Exercise material START
PR #996, opened 2021-11-09
tests/dotnet-sos fix

vtikoo:
- Explicitly copy data access module(libmscordaccore.so) to /tmp symbol files path. This is required for SOS to function.
- Base prereqs image on Ubuntu 18.04.

### DIFF
--- a/tests/dotnet-sos/Dockerfile-prereqs
+++ b/tests/dotnet-sos/Dockerfile-prereqs
@@ -1,6 +1,35 @@
-FROM mcr.microsoft.com/dotnet/sdk:5.0 AS build
+FROM ubuntu:18.04
+ARG PSW_VERSION
+
+RUN apt-get update && apt-get install -y \
+    wget \
+    gnupg
+
+RUN if [ -z "$PSW_VERSION" ]; then echo "Please set PSW_VERSION (e.g. 2.15.100)." >&2; exit 1; fi
 
 WORKDIR /tmp
+
+# Use the APT preference file to pin sgx packages to specific versions
+# Reference https://manpages.debian.org/buster/apt/apt_preferences.5.en.html
+# Download the pref file from https://download.01.org/intel-sgx/sgx_repo/ubuntu/apt_preference_files/
+# Assuming file name to follow *sgx_<PSW_VERSION>_bionic_custom_version.cfg convention
+RUN ["/bin/bash", "-c", "wget -r -l1 --no-parent -nd -A *sgx_$(echo ${PSW_VERSION//./_})_bionic_custom_version.cfg https://download.01.org/intel-sgx/sgx_repo/ubuntu/apt_preference_files/"]
+RUN ["/bin/bash", "-c", "mv *sgx_$(echo ${PSW_VERSION//./_})_bionic_custom_version.cfg /etc/apt/preferences.d/intel-sgx.pref"]
+
+# Add the repository to sources, and add the key to the list of
+# trusted keys used by the apt to authenticate packages
+RUN echo "deb [arch=amd64] https://download.01.org/intel-sgx/sgx_repo/ubuntu bionic main" | tee /etc/apt/sources.list.d/intel-sgx.list \
+    && wget -qO - https://download.01.org/intel-sgx/sgx_repo/ubuntu/intel-sgx-deb.key | apt-key add -
+# Add Microsoft repo for az-dcap-client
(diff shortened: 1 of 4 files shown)


mikbras (approved):

tests/dotnet-sos/Dockerfile-prereqs
```diff
@@ -1,20 +1,55 @@
...
+    az-dcap-client
+
 # Install lldb-10
 RUN apt update && \
      apt install -y lsb-release software-properties-common gnupg
 RUN wget https://apt.llvm.org/llvm.sh && \
         chmod +x llvm.sh && \
         ./llvm.sh 10
 
+RUN wget https://packages.microsoft.com/config/ubuntu/18.04/packages-microsoft-prod.deb -O packages-microsoft-prod.deb && \
```
CyanDevs, line 40: Is this the same as installing the Microsoft apt repo (which is done earlier in line 24/25)?

tests/dotnet-sos/Dockerfile-prereqs
```diff
@@ -1,20 +1,55 @@
...
+    dpkg -i packages-microsoft-prod.deb && \
+    rm packages-microsoft-prod.deb
+
+#RUN apt update \
```
CyanDevs, line 44: Commented out on purpose or kept for testing? If not needed can it be removed?

tests/dotnet-sos/Dockerfile-prereqs
```diff
@@ -1,20 +1,55 @@
...
+#    apt install -y apt-transport-https
+RUN apt update && \
```
CyanDevs, line 46: Would suggest running all apt update & install commands in a single layer so as to minimize the amount of layers / image size (and slightly faster builds!)

tests/dotnet-sos/Makefile
```diff
@@ -26,12 +29,13 @@ runner-image:
...
 clean:
-	sudo rm -fr appdir ext2fs rootfs stdouterr.txt
+	sudo rm -fr appdir ext2fs rootfs stdouterr.txt libmscordaccore.so
 
 DOCKER_SGX_DRIVER_OPTIONS = -v /dev/sgx:/dev/sgx
 DOCKER_SGX_DRIVER_OPTIONS += --device /dev/sgx/enclave:/dev/sgx/enclave
 DOCKER_SGX_DRIVER_OPTIONS += --device /dev/sgx/provision:/dev/sgx/provision
-
+DOCKER_SGX_DRIVER_OPTIONS += --volume /var/run/aesmd/aesm.socket:/var/run/aesmd/aesm.socket
+DOCKER_SGX_DRIVER_OPTIONS += --env SGX_AESM_ADDR=1
```
CyanDevs, line 38: If you have the ENV directive in your Dockerfile you won't actually need this

tests/dotnet-sos/sos_test.py
```diff
@@ -3,32 +3,62 @@
...
 
+def copy_libmscordaccore(ci, res):
+    ci.HandleCommand("finish", res)
+    assert(res.Succeeded())
+
+    ci.HandleCommand("p tmpdir", res)
+    assert(res.Succeeded())
+    tmpdir_match = re.search('"(.*)"', res.GetOutput())    
+    assert(tmpdir_match)
+    tmpdir_path = tmpdir_match.group(0)[1:-1]
```
CyanDevs, line 18: Assuming tmpdir_match returns a path, is this trying to get the path of the tmpdir? If that's the case it seems more readable to use os.path.basedir

tests/dotnet-sos/sos_test.py
```diff
@@ -3,32 +3,62 @@
...
+
+    bashCommand = f"cp libmscordaccore.so {tmpdir_path}"
```
CyanDevs, line 20: Since f-strings is a feature on Python 3 - do we need to keep Python 2 support?

tests/dotnet-sos/Dockerfile-prereqs
```diff
@@ -1,20 +1,55 @@
-FROM mcr.microsoft.com/dotnet/sdk:5.0 AS build
+FROM ubuntu:18.04
```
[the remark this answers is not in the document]
vtikoo: Thanks for sharing that. Have updated to the OE base image.

tests/dotnet-sos/Dockerfile-prereqs
vtikoo: I realized that too, removed the duplicate.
Exercise material END
■ Task brief
Copy out each line of the records character for character.

■ Your response
PR #996, opened 2021-11-09
tests/dotnet-sos fix

vtikoo:
- Explicitly copy data access module(libmscordaccore.so) to /tmp symbol files path. This is required for SOS to function.
- Base prereqs image on Ubuntu 18.04.

### DIFF
--- a/tests/dotnet-sos/Dockerfile-prereqs
+++ b/tests/dotnet-sos/Dockerfile-prereqs
@@ -1,6 +1,35 @@
-FROM mcr.microsoft.com/dotnet/sdk:5.0 AS build
+FROM ubuntu:18.04
+ARG PSW_VERSION
+
+RUN apt-get update && apt-get install -y \
+    wget \
+    gnupg
+
+RUN if [ -z "$PSW_VERSION" ]; then echo "Please set PSW_VERSION (e.g. 2.15.100)." >&2; exit 1; fi
 
 WORKDIR /tmp
+
+# Use the APT preference file to pin sgx packages to specific versions
+# Reference https://manpages.debian.org/buster/apt/apt_preferences.5.en.html
+# Download the pref file from https://download.01.org/intel-sgx/sgx_repo/ubuntu/apt_preference_files/
+# Assuming file name to follow *sgx_<PSW_VERSION>_bionic_custom_version.cfg convention
+RUN ["/bin/bash", "-c", "wget -r -l1 --no-parent -nd -A *sgx_$(echo ${PSW_VERSION//./_})_bionic_custom_version.cfg https://download.01.org/intel-sgx/sgx_repo/ubuntu/apt_preference_files/"]
+RUN ["/bin/bash", "-c", "mv *sgx_$(echo ${PSW_VERSION//./_})_bionic_custom_version.cfg /etc/apt/preferences.d/intel-sgx.pref"]
+
+# Add the repository to sources, and add the key to the list of
+# trusted keys used by the apt to authenticate packages
+RUN echo "deb [arch=amd64] https://download.01.org/intel-sgx/sgx_repo/ubuntu bionic main" | tee /etc/apt/sources.list.d/intel-sgx.list \
+    && wget -qO - https://download.01.org/intel-sgx/sgx_repo/ubuntu/intel-sgx-deb.key | apt-key add -
+# Add Microsoft repo for az-dcap-client
(diff shortened: 1 of 4 files shown)


mikbras (approved):

tests/dotnet-sos/Dockerfile-prereqs
```diff
@@ -1,20 +1,55 @@
...
+    az-dcap-client
+
 # Install lldb-10
 RUN apt update && \
      apt install -y lsb-release software-properties-common gnupg
 RUN wget https://apt.llvm.org/llvm.sh && \
         chmod +x llvm.sh && \
         ./llvm.sh 10
 
+RUN wget https://packages.microsoft.com/config/ubuntu/18.04/packages-microsoft-prod.deb -O packages-microsoft-prod.deb && \
```
CyanDevs, line 40: Is this the same as installing the Microsoft apt repo (which is done earlier in line 24/25)?

tests/dotnet-sos/Dockerfile-prereqs
```diff
@@ -1,20 +1,55 @@
...
+    dpkg -i packages-microsoft-prod.deb && \
+    rm packages-microsoft-prod.deb
+
+#RUN apt update \
```
CyanDevs, line 44: Commented out on purpose or kept for testing? If not needed can it be removed?

tests/dotnet-sos/Dockerfile-prereqs
```diff
@@ -1,20 +1,55 @@
...
+#    apt install -y apt-transport-https
+RUN apt update && \
```
CyanDevs, line 46: Would suggest running all apt update & install commands in a single layer so as to minimize the amount of layers / image size (and slightly faster builds!)

tests/dotnet-sos/Makefile
```diff
@@ -26,12 +29,13 @@ runner-image:
...
 clean:
-	sudo rm -fr appdir ext2fs rootfs stdouterr.txt
+	sudo rm -fr appdir ext2fs rootfs stdouterr.txt libmscordaccore.so
 
 DOCKER_SGX_DRIVER_OPTIONS = -v /dev/sgx:/dev/sgx
 DOCKER_SGX_DRIVER_OPTIONS += --device /dev/sgx/enclave:/dev/sgx/enclave
 DOCKER_SGX_DRIVER_OPTIONS += --device /dev/sgx/provision:/dev/sgx/provision
-
+DOCKER_SGX_DRIVER_OPTIONS += --volume /var/run/aesmd/aesm.socket:/var/run/aesmd/aesm.socket
+DOCKER_SGX_DRIVER_OPTIONS += --env SGX_AESM_ADDR=1
```
CyanDevs, line 38: If you have the ENV directive in your Dockerfile you won't actually need this

tests/dotnet-sos/sos_test.py
```diff
@@ -3,32 +3,62 @@
...
 
+def copy_libmscordaccore(ci, res):
+    ci.HandleCommand("finish", res)
+    assert(res.Succeeded())
+
+    ci.HandleCommand("p tmpdir", res)
+    assert(res.Succeeded())
+    tmpdir_match = re.search('"(.*)"', res.GetOutput())    
+    assert(tmpdir_match)
+    tmpdir_path = tmpdir_match.group(0)[1:-1]
```
CyanDevs, line 18: Assuming tmpdir_match returns a path, is this trying to get the path of the tmpdir? If that's the case it seems more readable to use os.path.basedir

tests/dotnet-sos/sos_test.py
```diff
@@ -3,32 +3,62 @@
...
+
+    bashCommand = f"cp libmscordaccore.so {tmpdir_path}"
```
CyanDevs, line 20: Since f-strings is a feature on Python 3 - do we need to keep Python 2 support?

tests/dotnet-sos/Dockerfile-prereqs
```diff
@@ -1,20 +1,55 @@
-FROM mcr.microsoft.com/dotnet/sdk:5.0 AS build
+FROM ubuntu:18.04
```
[the remark this answers is not in the document]
vtikoo: Thanks for sharing that. Have updated to the OE base image.

tests/dotnet-sos/Dockerfile-prereqs
vtikoo: I realized that too, removed the duplicate.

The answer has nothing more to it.